HOW TO COMPLETE THIS TASK
Take the listing below and print exactly the lines starting at the line containing "a fix. Thanks." and ending at the line containing "check-eunit: eunit", both ends included, and no others.

═══ DATA IN THIS EXERCISE

PR #1167, opened 2025-12-07
Document materialization of artifacts referenced by string parameter …

### LINKED ISSUE #1166: String parameter macro artifacts are not materialized when cached or built remotely
Consider the following:

```starlark
genrule(
    name = "gen",
    out = "out.txt",
    cmd = "echo $(location :bin) > $OUT",
)

cxx_binary(
    name = "bin",
    srcs = ["main.cpp"],
)
```

Where the contents of `main.cpp` are irrelevant.

If RBE is enabled and `:bin` is built remotely or cached, it will not be materialized locally, so `out.txt` will point to a file that does not exist.

This can be simply reproduced by building `:gen` remotely, and it can be proved that this is an RBE-related materialization issue because `buck2 build --local-only --no-remote-cache :gen ` has the expected behavior: `bin` is materialized locally.

cbarrete:
…macros

Closes #1166.

### DIFF
--- a/docs/rule_authors/string_parameter_macros.md
+++ b/docs/rule_authors/string_parameter_macros.md
@@ -157,6 +157,35 @@ operation in the `buck audit` command.
 Expands to the named output file or directory of the given target, for rules
 that expose supplementary outputs.
 
+## Materialization of referenced artifacts
+
+Note that, unlike in systems such as [Nix](https://nixos.org/),
+artifacts that are referenced via string parameter macros are not
+necessarily materialized.
+
+This means that using string parameter macros to pass for example the
+path to a binary to a configuration file or a script, the binary may not
+be present on the filesystem at the path that is embedded in the
+configuration file/script.
+
+To ensure that the referenced artifacts are materialized, the rule being
+called must do one of the following:
+
+1. Call [`Artifact.with_associated_artifacts`](../api/build/Artifact/#artifactwith_associated_artifacts)
+   to add the input as an associated artifact to the output.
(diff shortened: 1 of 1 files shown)


cormacrelf:
I don't really see how this is specific to string parameter macros. I practically never use string parameter macros and I still need to know this. It's perhaps better placed on RunInfo because being a runtime dependency is the main reason you need something materialized, or in the docs on materialization generally. 

For RunInfo, you also have the ability to put hidden artifacts in RunInfo's cmd_args. I am not sure whether we materialize DefaultInfo (and other_outputs) when you run an associated RunInfo, but you could check and document what we do.

cbarrete:
> I don't really see how this is specific to string parameter macros. I practically never use string parameter macros and I still need to know this. It's perhaps better placed on RunInfo because being a runtime dependency is the main reason you need something materialized, or in the docs on materialization generally.

I guess this really depends on use cases. For example, the most common use case in my org is to actually expose shared libraries, not binaries, so `DefaultInfo` is relevant, not `RunInfo`. But more importantly, end users barely know/care about providers, they care about what they actually use, which is SPM. They will not even think of checking out the docs for providers, because it is not the level of abstraction that they operate at.

So while I don't mind _also_ adding a page on materialization (there doesn't seem to be one yet, only https://buck2.build/docs/users/advanced/deferred_materialization/), I think that it is important to have this here as well.

> For RunInfo, you also have the ability to put hidden artifacts in RunInfo's cmd_args. I am not sure whether we materialize DefaultInfo (and other_outputs) when you run an associated RunInfo, but you could check and document what we do.

`DefaultInfo` does not get built, much less materialized, when calling `buck2 run`.

PR #1168, opened 2025-12-07
Ensure test runnable generated by rust-project works with the default rust test harness

nick96:
I've been working on setting up a project with buck2 lately and ran into an issue with editor integration (specifically vscode with rust analyser).

The generated runnable doesn't work with buck2 because it hardcodes "buck". It also doesn't respect the `--buck2-command` flag and passed flags to the rust test binary that the default rust test harness does not understand (e.g. `--print-passing-details`). Now, the command is generated from the `Buck` struct so `--buck2-command is respected`. I've also tweaked the flags that get passed through to map to the default rust test harness, perhaps there should be a way of configuring these flags for custom test harnesses? The rational for each flag is:

- `--exact`: we only want to run the one test and have its full name. Since rust allows functions and modules to have the same name in the same namespace, it's possible that a test name is the prefix of another.
- `--no-capture`: I'm assuming `--print-passing-details` used to do something like this?

### DIFF
--- a/integrations/rust-project/src/buck.rs
+++ b/integrations/rust-project/src/buck.rs
@@ -212,19 +212,39 @@ pub(crate) fn to_project_json(
         check_cycles_in_crate_graph(&crates);
     }
 
+    let buck_test_command = buck.command([
+        "test".to_owned(),
+        CLIENT_METADATA_RUST_PROJECT.to_owned(),
+        "{label}".to_owned(),
+    ]);
+
+    let mut args: Vec<String> = buck_test_command
+        .get_args()
+        // It is safe to call unwrap on this because we've constructed all the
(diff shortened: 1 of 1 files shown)


cormacrelf:
This is good, I like the exact and no-capture. You're running one test so may as well show all output. Note that the previous code is for Meta's internal-only TPX test runner. We don't have that but they still use it and so this code should be different depending on cfg(fbcode_build), like it is in #767, which does a similar thing.

nick96:
Thanks for the feedback @cormacrelf! I've updated my PR based on it

Wilfred:
@nick96 would you mind running rustfmt on your changes?

nick96:
@Wilfred sorry for the delay. I've just pushed with formatting

PR #645, opened 2020-06-29
Make use of jsx compatibe with 3.x

nalundgaard:
[jsx](https://github.com/talentdeficit/jsx) moved to [v3.0.0](https://github.com/talentdeficit/jsx/releases/tag/v3.0.0) on Friday, 26 June 2020. See [jsx#139](https://github.com/talentdeficit/jsx/pull/139). The big change is that the default option is that `return_maps` now defaults to `true`, meaning that you will get maps output **unless** you explicitly pass `[{return_maps, false}]` when decoding JSON.

This change updates internal use of jsx to *always* pass `return_maps` explicitly, true or false, so that it is compatible with jsx [v3.0.0](https://github.com/talentdeficit/jsx/releases/tag/v3.0.0). I also updated the pin of jsx to [v2.11.0](https://github.com/talentdeficit/jsx/releases/tag/v2.11.0), since I don't want to force 3.x onto clients just yet.


paulo-ferraz-oliveira:
I found one use of `jsx` without `return_maps`, in `erlcloud_sm`.

nalundgaard:
@paulo-ferraz-oliveira looks like I missed it in the later https://github.com/erlcloud/erlcloud/pull/654. Will PR a fix. Thanks.

PR #647, opened 2020-06-30
Add dialyzer checks to Travis

paulo-ferraz-oliveira:
This Pull Request is an attempt at trying to prevent further dialyzer -related warnings/issues from creeping into the project.

I had to update the `Makefile` for rebar 2 to run with the current Travis matrix, only to find another issue: the use of `string:split` in OTP 19.3 (introduced in 90b7ee2, from Apr.04.20). This function was only [added in OTP 20.0](https://erlang.org/doc/man/string.html#split-2). This issue was fixed, since it derived from the original fix's context.

### DIFF
--- a/Makefile
+++ b/Makefile
@@ -57,23 +57,32 @@ else
 	@$(REBAR) eunit
 endif
 
+.dialyzer_plt:
+	dialyzer --build_plt -r deps \
+		--apps erts kernel stdlib inets crypto public_key ssl xmerl \
+		--fullpath \
+		--output_plt .dialyzer_plt
+
 check:
 ifeq ($(REBAR_VSN),2)
 	@$(REBAR) compile
-	dialyzer --verbose --no_check_plt --no_native --fullpath \
+	$(MAKE) .dialyzer_plt
+	dialyzer --no_check_plt --fullpath \
 		$(CHECK_FILES) \
-		-Wunmatched_returns \
-		-Werror_handling
+		-I include \
+		--plt .dialyzer_plt
 else
 	@$(REBAR) dialyzer
 endif
 
 check-eunit: eunit
 ifeq ($(REBAR_VSN),2)
-	dialyzer --verbose --no_check_plt --no_native --fullpath \
+	@$(REBAR) compile
+	$(MAKE) .dialyzer_plt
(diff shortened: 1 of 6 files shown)


Makefile
```diff
@@ -57,23 +57,32 @@ else
...
+		--output_plt .dialyzer_plt
+
 check:
 ifeq ($(REBAR_VSN),2)
 	@$(REBAR) compile
-	dialyzer --verbose --no_check_plt --no_native --fullpath \
+	$(MAKE) .dialyzer_plt
+	dialyzer --no_check_plt --fullpath \
 		$(CHECK_FILES) \
-		-Wunmatched_returns \
```
paulo-ferraz-oliveira, line 65: These two changes (replicated further below) were performed so that rebar 2 -based analysis is done with the same configuration as rebar3 -based analysis, thus yielding the same results.

Makefile
```diff
@@ -57,23 +57,32 @@ else
 	@$(REBAR) eunit
 endif
 
+.dialyzer_plt:
```
nalundgaard, line 60: should we add a rebar.config hook to clean this when cleaning?

paulo-ferraz-oliveira: Sure, if it makes sense for you. I just tweaked the `rebar 2` "options" to make what was there work properly, not because I'm using rebar 2 still. Do you want me to add that "clean" statement?

paulo-ferraz-oliveira: Actually, I'm going to go ahead and assume you want the change, so I'll perform it; otherwise you wouldn't have asked the question :)

paulo-ferraz-oliveira: Actually, now that I read your question properly, you talk about a _hook_. I'll have to look up how to do that in `rebar 2`, since I don't think I've ever done it previously...

paulo-ferraz-oliveira: I did it using a "post" hook. Though it works for `rebar3` also it'll have no affect since (to my knowledge) the PLT is usually generated inside `_build`.

nalundgaard: yeah, I think I got the 2 rebars confused, probably was fine to leave as-is, but it's certainly harmless. I can just merge as-is.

══════

SOLUTION
@paulo-ferraz-oliveira looks like I missed it in the later https://github.com/erlcloud/erlcloud/pull/654. Will PR a fix. Thanks.

PR #647, opened 2020-06-30
Add dialyzer checks to Travis

paulo-ferraz-oliveira:
This Pull Request is an attempt at trying to prevent further dialyzer -related warnings/issues from creeping into the project.

I had to update the `Makefile` for rebar 2 to run with the current Travis matrix, only to find another issue: the use of `string:split` in OTP 19.3 (introduced in 90b7ee2, from Apr.04.20). This function was only [added in OTP 20.0](https://erlang.org/doc/man/string.html#split-2). This issue was fixed, since it derived from the original fix's context.

### DIFF
--- a/Makefile
+++ b/Makefile
@@ -57,23 +57,32 @@ else
 	@$(REBAR) eunit
 endif
 
+.dialyzer_plt:
+	dialyzer --build_plt -r deps \
+		--apps erts kernel stdlib inets crypto public_key ssl xmerl \
+		--fullpath \
+		--output_plt .dialyzer_plt
+
 check:
 ifeq ($(REBAR_VSN),2)
 	@$(REBAR) compile
-	dialyzer --verbose --no_check_plt --no_native --fullpath \
+	$(MAKE) .dialyzer_plt
+	dialyzer --no_check_plt --fullpath \
 		$(CHECK_FILES) \
-		-Wunmatched_returns \
-		-Werror_handling
+		-I include \
+		--plt .dialyzer_plt
 else
 	@$(REBAR) dialyzer
 endif
 
 check-eunit: eunit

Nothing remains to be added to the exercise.